It has been suggested that the law in this area is outdated in light of current knowledge. For many years now the Government has been criticised following the cases of Bellinger, Goodwin v UK, of its treatment of transsexuals and cohabitants and not bringing in reforms to the law and the Matrimonial Causes Act 1973.

The first case of the up most importance was that of Corbett v Corbett in which, significantly, the Government was not criticised in their decision to uphold the marriage as void because it reflected not only society’s views in 1970 but the Government’s intentions. However in the case of Bellinger v Bellinger, Mrs Bellinger had already transitioned when she got married and Mr Bellinger supported her in her application for confirmation of a valid marriage.

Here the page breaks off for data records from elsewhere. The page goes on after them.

PR #1265, opened 2023-04-19
Add missing `@return` annotations

nicolas-grekas:
Declaring `#[ReturnTypeWillChange]` is not precise enough, that's why they should always have their corresponding `@return`.

This change is required to enable using Predis v2 with Symfony, see https://github.com/symfony/symfony/pull/49801

### DIFF
--- a/src/Command/Processor/ProcessorChain.php
+++ b/src/Command/Processor/ProcessorChain.php
@@ -93,7 +93,9 @@ class ProcessorChain implements ArrayAccess, ProcessorInterface
     }
 
     /**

Lord Nichols however, exercised his rights under s4 Human Rights Act 1998 said that s11[c] was incompatible with the European Convention saying it contravened Article 8 and Article 12 Although Mrs Bellinger’s case was unsuccessful in English courts, it was apparent that there was a momentum for change increasingly recognised in the Court at Strasbourg and articulated in judgements critical of the approach in English law.

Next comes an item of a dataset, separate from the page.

PR #1266, opened 2023-04-26
When being moved to a different connection, reuse the parameters (apa…

### LINKED ISSUE #1259: Connection scheme (rediss) seems to be ignored when retrieving (new) clients from the IteratorAggregate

The European Court took a different approach in Goodwin v UK. Mrs Goodwin complained about her treatment in relation to employment, social security and pensions and her inability to marry and she relied upon Article 8, 12, 13 and 14 of the Convention. Legally, she was still a man, still having to pay NI contributions until the age of 65. If she had been recognised as a woman, she would have ceased to be liable at 60 and therefore had to make special arrangements to pay these contributions directly herself. It was held that there was a violation of Article 8 and 12 by the European Court which shows their more up to date attitude in relation to the treatment of transsexuals.

Following this case, the Government commenced discussion about proposals for reform in order to allow ongoing amendment of civil status data.

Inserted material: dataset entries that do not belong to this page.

PR #1267, opened 2023-05-03
Added RESP3 protocol option, establish RESP3 connection

vladvildanov:
- Added new default option `protocol` with default value `2` (which corresponds to RESP2)
- Added possibility to establish different protocol version connection if given version `>2`


tillkruss:
Should we develop RESP3 in `main` after releasing v2.2 with Redis Stack and merging making sure the branches are in sync?

vladvildanov:
@tillkruss I prefer to develop in in separate branch as it's a big feature, but this branch definitely forked from `main`

PR #1269, opened 2023-05-03
Added timeout to prevent search before create

vladvildanov:
Fixes bug with randomly failing test, because search performed on index that wasn't created yet


tillkruss (approved):
love it

PR #1285, opened 2023-05-04
Added support for few commands in cluster strategy

vladvildanov:
Extended `ClusterStrategy` with commands, added support for commands with no `keys` arguments to run against cluster


tillkruss:
Can this be closed?

PR #1300, opened 2023-05-19
RESP3 commands integration tests and response handling

vladvildanov:


src/Command/Redis/HSCAN.php
```diff
@@ -84,6 +84,15 @@ public function parseResponse($data)
         return $data;
     }
 
+    /**
+     * @param $data
+     * @return array|mixed|string|null
+     */
+    public function parseResp3Response($data)
```
chayim, line 91: IMHO these should be private

src/Protocol/Parser/Strategy/Resp3Strategy.php
```diff
@@ -95,6 +100,7 @@ protected function parseVerbatimString(string $string): array
         return [
             'type' => 'verbatimString',
```
chayim, line 101: Pull the return type strings to a const that can be refered to

src/Connection/StreamConnection.php
```diff
@@ -313,11 +313,15 @@ public function read()
                 return $data;
 
             case 'bulkString':
```
chayim, line 315: const string comment from Resp3Strategy applies here. Then, you can case on the const

src/Command/Redis/HSCAN.php
vladvildanov: Then it's makes no sense. This method is called from outside in case if RESP3 is active and you need additional response processing for specific command. It works the same as already existing `parseResponse()` method

src/Protocol/Parser/Strategy/Resp3Strategy.php
vladvildanov: Done!

src/Connection/StreamConnection.php
vladvildanov: Done!

PR #1303, opened 2023-05-24
Added support for sharded pub/sub consumer

### LINKED ISSUE #971: Implement Redis 7 command SPUBLISH
Implement the Redis 7 command SPUBLISH as specified at https://redis.io/commands/SPUBLISH.

### LINKED ISSUE #972: Implement Redis 7 command SSUBSCRIBE
Implement the Redis 7 command SSUBSCRIBE as specified at https://redis.io/commands/SSUBSCRIBE.

### LINKED ISSUE #973: Implement Redis 7 command SUNSUBSCRIBE
Implement the Redis 7 command SUNSUBSCRIBE as specified at https://redis.io/commands/SUNSUBSCRIBE.

vladvildanov:
1. Added support for `SSUBSCRIBE`, `SUNSUBSCRIBE`, `SPUBLISH` commands.
2. Updated pub/sub `Consumer` class, to allow run over cluster connection in sharded pub/sub context.
3. Updated `RedisCluster` connection to be able to loop over sockets and read incoming messages from Redis server.
4. Updated `DispatcherLoop` to run pub/sub commands depends on subscription context.
5. Added example for sharded pub/sub consumer usage and dispatcher loop.

Closes #971 
Closes #972 
Closes #973

### DIFF
--- a/examples/sharded_dispatcher_loop.php
+++ b/examples/sharded_dispatcher_loop.php
@@ -11,7 +11,6 @@
  */
 
 use Predis\Client;
-use Predis\Consumer\PubSub\SubscriptionContext;
 
 require __DIR__ . '/shared.php';
 


src/Cluster/ClusterStrategy.php
```diff
@@ -388,6 +393,24 @@ protected function getKeyFromZsetAggregationCommands(CommandInterface $command)
...
+     * @param  CommandInterface $command
+     * @return string
+     */
+    protected function getKeyFromSUnsubscribeCommand(CommandInterface $command): ?string
+    {
+        $arguments = $command->getArguments();
+
+        // SUNSUBSCRIBE command could be called without arguments, so it doesn't matter on each node it will be called.
+        if (empty($arguments)) {
+            return 'fake';
```
leibale, line 408: "SUNSUBSCRIBE command could be called without arguments, so it doesn't matter on ~each~ *which* (?) node it will be called."

why `return 'fake';` and not `return null;`?

src/Connection/Cluster/RedisCluster.php
```diff
@@ -691,4 +705,51 @@ public function getParameters(): ?ParametersInterface
...
+                }
+
+                return $connection->read();
+            }
+
+            if (!isset($this->sockets[++$i])) {
+                $i = 0;
+            }
+
+            usleep(1000);
```
leibale, line 740: make that configurable?

src/Cluster/ClusterStrategy.php
leibale: also, why this function is here and not in the `SUNSUBSCRIBE` class?

src/Connection/Cluster/RedisCluster.php
```diff
@@ -691,4 +705,51 @@ public function getParameters(): ?ParametersInterface
...
+    {
+        $this->setSocketsNonBlockingMode();
+
+        $i = 0;
+        while (true) {
+            $socket = $this->sockets[$i]['socket'];
+            $socketArray = [$socket];
+            $write = null;
+            $except = null;
+            $num = stream_select($socketArray, $write, $except, 0);
```
leibale, line 724: either use `stream_select` and pass it all the sockets in one call, or use `socket_select` if there is a reason to read them one by one

src/Cluster/ClusterStrategy.php
vladvildanov: 1. In Predis we're using pre-calculation (same algorithm that redis do) of slots to determine node that should accept command, it works well for commands that runs against specific key/keys, but if there's no key you still need to pre-calculate node so it's just random string returns to allow this action.
2. It's just because of bad design, I'm totally agree it should be a part of command object and do not violate SRP, but fixing it is beyond the scope of RESP3

src/Connection/Cluster/RedisCluster.php
vladvildanov: Yeah, will be more flexible

src/Connection/Cluster/RedisCluster.php
```diff
@@ -64,6 +69,11 @@ class RedisCluster implements ClusterInterface, IteratorAggregate, Countable
     private $retryLimit = 5;
     private $retryInterval = 10;
 
+    /**
+     * @var resource[]
+     */
+    private $sockets;
```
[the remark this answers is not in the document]
vladvildanov: Okay, will do something more specific

src/Connection/Cluster/RedisCluster.php
vladvildanov: It's some kind of event loop so it's constantly loop over streams if there's some data to read, so we can't process all of them in the same time. I know there's a confusion between streams and sockets here, the reason is that it's actually streams but in sockets context, that why it called sockets across the code, so I decided to keep this naming so it won't   confuse.

src/Cluster/ClusterStrategy.php
leibale: 1. but that means that the node that corresponds to `'fake'` (slot 14787) will be used more than other nodes..

src/Connection/Cluster/RedisCluster.php
leibale: @vladvildanov can't you do something like [this](https://www.php.net/manual/en/function.stream-select.php#122839) (run `stream_select` for all the open sockets, then if it returns a number > 0 loop on the sockets)

src/Cluster/ClusterStrategy.php
vladvildanov: For `SUNSUBSCRIBE` command only which is okay??, since it's not something you're often sends to server, but I can use randomly generated string here instead

src/Connection/Cluster/RedisCluster.php
vladvildanov: @leibale I can, but still only 1 response per read request can be returned (in case if all sockets have data to read). PHP is sync script language, so only one response per object lifecycle

vladvildanov: @leibale So I can `stream_select` all of them, but in case if `$num > 0` it's still only one could be processed

chayim (approved):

Transsexual people haven’t been treated as being of their gender in law despite having lived in that gender for many years. They don’t have access to rights and responsibilities confined to people of that gender. They cannot change their birth certificate and they live midway between the gender in which they are living and the gender in which they were born.

On 11th July 2002 the Government, after receiving criticism from a variety of sources concerning its traditionalistic outlook on same sex relationship, gradually adopted a more modern approach. The Government introduced a Draft Gender Recognition Bill (GRB), designed to provide transsexual people, who live or were born in the UK, with the opportunity to gain legal recognition in their acquired gender.

Along with Ireland, Andorra and Albania, Britain is one of the few states that do not provide this legal recognition. This creates problems, for example, a transsexual woman may take out car insurance under her new name, but if she has a crash she risks prosecution for driving without insurance and fraud. The other option would be to take out insurance under her original male identity but this would mean a regular risk of embarrassment when, for example, producing documents. Male to female transsexuals have the problem of when pension payments begin because the age of retirement is 5 years longer for a male. This is unfair as the transsexual has lived as a female for years, but still has to be without her pension for 5 years because the law prohibits a new birth certificate to be authorised.

The GRB allows a transsexual person to apply to a Gender Recognition Panel (GRP) for a Gender Recognition Certificate (GRC), which will entitle that person to full legal recognition in their acquired gender. ‘Gender’ is used instead of ‘sex’ as it emphasises that this legislation is about who people are, and it reduces the risk of perplexity between trans issues and questions of sexual orientation.

A person with a GRC will be entitled to receive a new birth certificate. Once the bill has received royal assent, it comes into force when the Secretary of State issues an order to do so. These are the two main proposals currently introduced by the Government.

A GRP is a panel of legal experts appointed by the Secretary of State to consider applications for a GRC. In order to obtain a GRC the applicant must show they have been of their new gender for at least two years prior to the application and that they intend to live that way until death. But this can be quite difficult to prove because between 2% and 5% of those who change sex, eventually revert to their original state. To allow the GRP to feel more confident that a person is living permanently in their new gender, they’ll need details of wages, a college registration or benefits received in the new gender. However, surely the panel could accept an honest declaration as to this intention. There must also be medical and psychological evidence to show that reassignment was necessary, which includes evidence of gender dysphoria.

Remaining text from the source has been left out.